* _THE RECORDS_
Issue #4318, opened 2024-05-14
background ledger close: cleanup core interfaces and add invariance (tech debt)


anupsdf:
- [x] TransactionFrame and OperationFrame access to Application during validation and apply time makes applying in the background more dangerous. In reality, we just need access to medida metrics, and some configs (soroban and core config). Resolved in https://github.com/stellar/stellar-core/pull/4471
- [ ] Similarly, BucketManager uses Application where it doesn't need. We should refactor it such that we can do addBatch atomically in the background during ledgerClose.
- [ ] https://github.com/stellar/stellar-core/issues/4607
- [ ] #4592

marta-lokhova:
Merge after https://github.com/stellar/stellar-core/issues/4316 is done

marta-lokhova:
Closing this: we're tracking the remaining https://github.com/stellar/stellar-core/issues/4592 and https://github.com/stellar/stellar-core/issues/4607 individually

PR #4602, opened 2025-01-02
Make read-only ledger state const

marta-lokhova:
Improve access to ledger state, to better support parallelization changes in #4543 

Note that management of SorobanNetworkConfig is still not great, as currently LM manages multiple versions of the config. Ideally, soroban network config lives inside of the state snapshot (either BucketList snapshot or LedgerTxn), but this was too tricky to implement at this time due to how network config is currently implemented. We may need to clean this up later. 

This change also partially addresses https://github.com/stellar/stellar-core/issues/4318

### DIFF
--- a/src/bucket/BucketListSnapshotBase.cpp
+++ b/src/bucket/BucketListSnapshotBase.cpp
@@ -51,10 +51,9 @@ BucketListSnapshot<BucketT>::getLedgerSeq() const
 
 template <class BucketT>
 LedgerHeader const&
-SearchableBucketListSnapshotBase<BucketT>::getLedgerHeader()
+SearchableBucketListSnapshotBase<BucketT>::getLedgerHeader() const
 {
     releaseAssert(mSnapshot);
-    mSnapshotManager.maybeUpdateSnapshot(mSnapshot, mHistoricalSnapshots);
     return mSnapshot->getLedgerHeader();
 }
 
@@ -85,7 +84,7 @@ SearchableBucketListSnapshotBase<BucketT>::loopAllBuckets(
 
 template <class BucketT>
 std::shared_ptr<typename BucketT::LoadT>
-SearchableBucketListSnapshotBase<BucketT>::load(LedgerKey const& k)
+SearchableBucketListSnapshotBase<BucketT>::load(LedgerKey const& k) const
 {
     ZoneScoped;
 
@@ -108,7 +107,6 @@ SearchableBucketListSnapshotBase<BucketT>::load(LedgerKey const& k)
         }
     };
 
-    mSnapshotManager.maybeUpdateSnapshot(mSnapshot, mHistoricalSnapshots);
     if (threadIsMain())
     {
         mSnapshotManager.startPointLoadTimer();
@@ -127,7 +125,8 @@ SearchableBucketListSnapshotBase<BucketT>::load(LedgerKey const& k)
 template <class BucketT>
 std::optional<std::vector<typename BucketT::LoadT>>
 SearchableBucketListSnapshotBase<BucketT>::loadKeysFromLedger(
-    std::set<LedgerKey, LedgerEntryIdCmp> const& inKeys, uint32_t ledgerSeq)
+    std::set<LedgerKey, LedgerEntryIdCmp> const& inKeys,
+    uint32_t ledgerSeq) const
 {
     return loadKeysInternal(inKeys, /*lkMeter=*/nullptr, ledgerSeq);
 }
@@ -141,11 +140,13 @@ BucketLevelSnapshot<BucketT>::BucketLevelSnapshot(
 
 template <class BucketT>
 SearchableBucketListSnapshotBase<BucketT>::SearchableBucketListSnapshotBase(
-    BucketSnapshotManager const& snapshotManager)
-    : mSnapshotManager(snapshotManager), mHistoricalSnapshots()
+    BucketSnapshotManager const& snapshotManager,
+    SnapshotPtrT<BucketT>&& snapshot,
+    std::map<uint32_t, SnapshotPtrT<BucketT>>&& historicalSnapshots)
+    : mSnapshotManager(snapshotManager)
+    , mSnapshot(std::move(snapshot))
+    , mHistoricalSnapshots(std::move(historicalSnapshots))
 {
-
-    mSnapshotManager.maybeUpdateSnapshot(mSnapshot, mHistoricalSnapshots);
 }
 
 template <class BucketT>
--- a/src/bucket/BucketSnapshotManager.cpp
+++ b/src/bucket/BucketSnapshotManager.cpp
@@ -52,21 +52,44 @@ BucketSnapshotManager::BucketSnapshotManager(
     }
 }
 
-std::shared_ptr<SearchableLiveBucketListSnapshot>
+template <class BucketT>
+std::map<uint32_t, SnapshotPtrT<BucketT>>
+copyHistoricalSnapshots(
+    std::map<uint32_t, SnapshotPtrT<BucketT>> const& snapshots)
+{
+    std::map<uint32_t, SnapshotPtrT<BucketT>> copiedSnapshots;
+    for (auto const& [ledgerSeq, snap] : snapshots)
+    {
+        copiedSnapshots.emplace(
+            ledgerSeq,
+            std::make_unique<BucketListSnapshot<BucketT> const>(*snap));
+    }
+    return copiedSnapshots;
+}
+
+SearchableSnapshotConstPtr
 BucketSnapshotManager::copySearchableLiveBucketListSnapshot() const
 {
     // Can't use std::make_shared due to private constructor
     return std::shared_ptr<SearchableLiveBucketListSnapshot>(
-        new SearchableLiveBucketListSnapshot(*this));
+        new SearchableLiveBucketListSnapshot(
+            *this,
+            std::make_unique<BucketListSnapshot<LiveBucket>>(
+                *mCurrLiveSnapshot),
+            copyHistoricalSnapshots(mLiveHistoricalSnapshots)));
 }
 
-std::shared_ptr<SearchableHotArchiveBucketListSnapshot>
+SearchableHotArchiveSnapshotConstPtr
 BucketSnapshotManager::copySearchableHotArchiveBucketListSnapshot() const
 {
     releaseAssert(mCurrHotArchiveSnapshot);
     // Can't use std::make_shared due to private constructor
     return std::shared_ptr<SearchableHotArchiveBucketListSnapshot>(
-        new SearchableHotArchiveBucketListSnapshot(*this));
+        new SearchableHotArchiveBucketListSnapshot(
+            *this,
+            std::make_unique<BucketListSnapshot<HotArchiveBucket>>(
+                *mCurrHotArchiveSnapshot),
+            copyHistoricalSnapshots(mHotArchiveHistoricalSnapshots)));
 }
 
 medida::Timer&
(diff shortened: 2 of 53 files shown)


src/ledger/LedgerManagerImpl.h
```diff
@@ -50,7 +50,13 @@ class LedgerManagerImpl : public LedgerManager
 
   private:
     LedgerHeaderHistoryEntry mLastClosedLedger;
-    std::optional<SorobanNetworkConfig> mSorobanNetworkConfig;
+
+    // Read-only Soroban network configuration, accessible by main thread only.
+    std::shared_ptr<SorobanNetworkConfig const> mSorobanNetworkConfigReadOnly;
```
dmkozh, line 55: The comments here seem a bit confusing. Here is my understanding:

- The config used during apply has to be derived from the LCL. It can indeed be modified but only after applying all the transactions. Basically it's conceptually just a local copy used during apply, it just happens to be a member of LM for simpler implementation. Also IIUC the reason for it to be 'half-valid' is in fact a race condition, right? Maybe we could say that the access to this is not synchronized, as it's meant to be used by a single (apply) thread only.

- The config used in all the remaining contexts does not *have* to match LCL, it rather should match the respective state snapshot. It's fine that today we achieve this via using it only on the main thread, but it's not a hard requirement, so maybe it's worth mentioning that the underlying requirement here is consistency with the snapshot (and main-thread-only access is just the current implementation).

If these are valid, it would be nice to reflect some points in the comments as well.

src/main/QueryServer.cpp
```diff
@@ -132,7 +133,15 @@ QueryServer::getLedgerEntryRaw(std::string const& params,
 
     if (!keys.empty())
     {
-        auto& bl = *mBucketListSnapshots.at(std::this_thread::get_id());
+        auto& snapshotPtr = mBucketListSnapshots.at(std::this_thread::get_id());
+        if (snapshotPtr->getLedgerSeq() <
```
dmkozh, line 137: This block is non-atomic, which is probably not a big deal here, but could be problematic if this pattern reused in the place where this does matter. It would be safer to provide a single function `maybeUpdateSnapshot` that atomically verifies the ledger sequence and assigns the new snapshot if necessary. At the very least that would be more efficient as only 1 lock would be necessary.

src/testdata/ledger-close-meta-v1-protocol-20.json
```diff
@@ -6,24 +6,24 @@
                 "v": 0
             },
             "ledgerHeader": {
-                "hash": "a50c06f398679584d4acff68de5130502114df913f41c270a4bce9e1d6cd5c36",
+                "hash": "96bbf541d371216daf6d52718c6c80c40cbfa67b51e578df821c238af37fcf6b",
```
dmkozh, line 9: Do we understand the reason for the LCM changes?

src/transactions/TransactionUtils.h
```diff
@@ -262,7 +262,8 @@ bool accountFlagMaskCheckIsValid(uint32_t flag, uint32_t ledgerVersion);
 bool hasMuxedAccount(TransactionEnvelope const& e);
 
 bool
-isTransactionXDRValidForCurrentProtocol(AppConnector& app,
+isTransactionXDRValidForCurrentProtocol(uint32_t currProtocol,
```
dmkozh, line 265: nit: This function should probably be renamed to just `isTransactionXDRValidForProtocol` (as we pass the protocol explicitly).

Also it seems like we can pass `Config` instead of the whole `AppConnector` now

src/testdata/ledger-close-meta-v1-protocol-20.json
SirTyson: If I understand correctly, when we manually do soroban network config upgrades, we call `LiveBucketList::addBatch` twice in the same ledger, so we have two different snapshots with the same ledgerSeq. LedgerSeq is what we use to determine if a snapshot is out of date previously in `maybeUpdateSnapshot`, so when doing manual upgrades, the child snapshot would be stale (the child snapshot is based off of the 1st addBatch call, not the 2nd), but would not be updated since the ledgerSeq of the stale snapshot is still "up to date". This PR changes is such that `maybeUpdateSnapshot` just checks for a null pointer but doesn't actually check the ledgerSeq, so child snapshots are always updated when they call `maybeUpdateSnapshot`.

src/bucket/BucketListSnapshotBase.cpp
```diff
@@ -144,7 +143,6 @@ SearchableBucketListSnapshotBase<BucketT>::SearchableBucketListSnapshotBase(
     BucketSnapshotManager const& snapshotManager)
     : mSnapshotManager(snapshotManager), mHistoricalSnapshots()
 {
-
     mSnapshotManager.maybeUpdateSnapshot(mSnapshot, mHistoricalSnapshots);
```
SirTyson, line 146: I don't think the `maybeUpdateSnapshot` interface makes sense anymore, as the snapshot is always updated and this function is basically just a `SearchableBucketListSnapshotBase` constructor now. I think the interface that makes the most sense is having two getter functions in the snapshot manager:

`ConstSnapshotPtr BucketSnapshotManager::copySearchableBucketListSnapshot()` (as it exists currently). This is used for getting a new snapshot when you don't have one already or when you know you definitely need a new one, such as in `LedgerTxnRoot`

`ConstSnapshotPtr BucketSnapshotManager::maybeCopyNewSearchableBucketListSnapshot(ConstSnapshotPtr&& oldPtr)`. This function would be used in places like `QueryServer` where you want to atomically check and maybe replace your snapshot. This could potentially be combined into a singular get snapshot interface or not. 

`maybeUpdateSnapshot` should be removed and inlined to the `SearchableBucketListSnapshotBase` constructor or at least renamed.

src/bucket/BucketSnapshotManager.cpp
```diff
@@ -131,16 +131,10 @@ BucketSnapshotManager::maybeUpdateSnapshotInternal(
...
-        snapshot->getLedgerSeq() != managerSnapshot->getLedgerSeq())
-    {
-        // Should only update with a newer snapshot
-        releaseAssert(!snapshot || snapshot->getLedgerSeq() <
-                                       managerSnapshot->getLedgerSeq());
-        snapshot = std::make_unique<BucketListSnapshot<BucketT> const>(
-            *managerSnapshot);
-    }
+    // Should only update on snapshot creation
+    releaseAssert(!snapshot);
```
SirTyson, line 135: Given this assert, we always update the snapshot. This function would make more sense as a constructor of `SearchableBucketListSnapshotBase`

src/bucket/BucketSnapshotManager.cpp
```diff
@@ -231,4 +225,11 @@ BucketSnapshotManager::endPointLoadTimer(LedgerEntryType t,
         iter->second.Update(duration);
     }
 }
+
+uint32_t
+BucketSnapshotManager::getCurrentLedgerSeq() const
```
SirTyson, line 230: +1 to Dima. I think this function is general is a little unsafe as it leads to non-atomic updates.

src/ledger/LedgerManager.h
```diff
@@ -129,6 +133,8 @@ class LedgerManager
     // Ledger txn here is needed for the sake of lazy load; it won't be
     // used most of the time.
     virtual SorobanNetworkConfig const& getSorobanNetworkConfig() = 0;
+    virtual SorobanNetworkConfig const& getSorobanNetworkConfigForApply() = 0;
```
SirTyson, line 136: `resolveBackgroundEvictionScan` needs to call `getSorobanNetworkConfigForApply`. If the network config settings changes mid ledger, we need to invalidate the previous scan and start over based on the new settings. Currently this won't happen since we're using the RO snapshot and not the apply time snapshot. `startBackgroundEvictionScan` should also probably use `getSorobanNetworkConfigForApply` just for consistency (although `getSorobanNetworkConfig` should have the same value at that point anyway). Note that while the eviction scan does most it's work in the background, when it's joined at the resolution step, it should be considered part of TX apply.

SirTyson (changes requested):
I'm not a huge fan of the interface where we maintain two separate copies of `SorobanNetworkConfigSettings` at the `LedgerManager` level, as it sometimes unclear which method to use and can lead to tricky bugs (such as with background eviction). Given that the network settings are part of ledger state, I would still prefer threads to maintain a canonical snapshot and route all ledger based queries through that snapshot, including LedgerEntry, ledger header, and network setting accesses. That being said, I wanna get you unstuck, and am fine with this approach in the interim as we move towards more thread safety in general. To merge this I do think it would be good to clean up the new snapshot interface a bit, specifically with the `maybeUpdateSnapshot` issues I raised + atomic snapshot swaps.

src/ledger/LedgerManagerImpl.cpp
```diff
@@ -1266,37 +1287,43 @@ LedgerManagerImpl::advanceLedgerPointers(LedgerHeader const& header,
                    ledgerAbbrev(header, ledgerHash));
     }
 
-    auto prevLedgerSeq = mLastClosedLedger.header.ledgerSeq;
+    // NB: with parallel ledger close, this will have to be called strictly from
```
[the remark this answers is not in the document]
marta-lokhova: yeah, this is already the case in parallel ledger close changes on top of this PR.

src/ledger/LedgerManagerImpl.h
marta-lokhova: Yeah, this is mostly correct. The only thing to clarify is this bit:
> Also IIUC the reason for it to be 'half-valid' is in fact a race condition, right?
There is no race condition, since this variable is always accessed by the same thread. What I meant by "half-valid" is that this variable is being actively modified, so it's not safe to use it outside of apply. I'll add the comments you suggested.

src/testdata/ledger-close-meta-v1-protocol-20.json
marta-lokhova: The main reason the meta test broke was because I removed snapshot auto-updates, and reset the snapshot for each new LedgerTxn (previously it had a long-living pointer that called into maybeUpdateSnapshot). So because of the reset, LedgerTxn now always picks up the most up-to-date snapshot (in this case, the one from the 2nd call to addBatch). This was not the case previously, as that test used the first snapshot. Note that the meta breaks regardless of the ledgerSeq check in `maybeUpdateSnapshot` (that change followed later).

marta-lokhova:
@dmkozh @SirTyson thanks for taking a look! I believe your comments are addressed now.

src/main/QueryServer.cpp
```diff
@@ -132,7 +133,11 @@ QueryServer::getLedgerEntryRaw(std::string const& params,
 
     if (!keys.empty())
     {
-        auto& bl = *mBucketListSnapshots.at(std::this_thread::get_id());
+        auto snapshotPtr = mBucketListSnapshots.at(std::this_thread::get_id());
```
SirTyson, line 136: This needs to be `auto& snapshotPtr`, since currently we never actually update the snapshot in the vector and would have to get a new copy on every call.

src/transactions/TransactionFrame.cpp
```diff
@@ -875,7 +875,8 @@ TransactionFrame::isTooEarlyForAccount(LedgerHeaderWrapper const& header,
 
 bool
 TransactionFrame::commonValidPreSeqNum(
-    AppConnector& app, LedgerSnapshot const& ls, bool chargeFee,
+    AppConnector& app, std::optional<SorobanNetworkConfig> cfg,
```
SirTyson, line 878: Nit: Can we make  these `std::optional<SorobanNetworkConfig>& cfg` to avoid extra copies?

src/main/QueryServer.cpp
marta-lokhova: yeah sorry, it was as of last commit, but got removed by accident. Fixed now.

SirTyson (approved):
LGTM

SirTyson (approved):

* _ACTIVITY_
The answer should contain only the lines from the first line of the entries through the line holding "std::shared_ptr<typename BucketT::LoadT>", each exactly as written.

* _SOLVED EXERCISE_
Issue #4318, opened 2024-05-14
background ledger close: cleanup core interfaces and add invariance (tech debt)


anupsdf:
- [x] TransactionFrame and OperationFrame access to Application during validation and apply time makes applying in the background more dangerous. In reality, we just need access to medida metrics, and some configs (soroban and core config). Resolved in https://github.com/stellar/stellar-core/pull/4471
- [ ] Similarly, BucketManager uses Application where it doesn't need. We should refactor it such that we can do addBatch atomically in the background during ledgerClose.
- [ ] https://github.com/stellar/stellar-core/issues/4607
- [ ] #4592

marta-lokhova:
Merge after https://github.com/stellar/stellar-core/issues/4316 is done

marta-lokhova:
Closing this: we're tracking the remaining https://github.com/stellar/stellar-core/issues/4592 and https://github.com/stellar/stellar-core/issues/4607 individually

PR #4602, opened 2025-01-02
Make read-only ledger state const

marta-lokhova:
Improve access to ledger state, to better support parallelization changes in #4543 

Note that management of SorobanNetworkConfig is still not great, as currently LM manages multiple versions of the config. Ideally, soroban network config lives inside of the state snapshot (either BucketList snapshot or LedgerTxn), but this was too tricky to implement at this time due to how network config is currently implemented. We may need to clean this up later. 

This change also partially addresses https://github.com/stellar/stellar-core/issues/4318

### DIFF
--- a/src/bucket/BucketListSnapshotBase.cpp
+++ b/src/bucket/BucketListSnapshotBase.cpp
@@ -51,10 +51,9 @@ BucketListSnapshot<BucketT>::getLedgerSeq() const
 
 template <class BucketT>
 LedgerHeader const&
-SearchableBucketListSnapshotBase<BucketT>::getLedgerHeader()
+SearchableBucketListSnapshotBase<BucketT>::getLedgerHeader() const
 {
     releaseAssert(mSnapshot);
-    mSnapshotManager.maybeUpdateSnapshot(mSnapshot, mHistoricalSnapshots);
     return mSnapshot->getLedgerHeader();
 }
 
@@ -85,7 +84,7 @@ SearchableBucketListSnapshotBase<BucketT>::loopAllBuckets(
 
 template <class BucketT>
 std::shared_ptr<typename BucketT::LoadT>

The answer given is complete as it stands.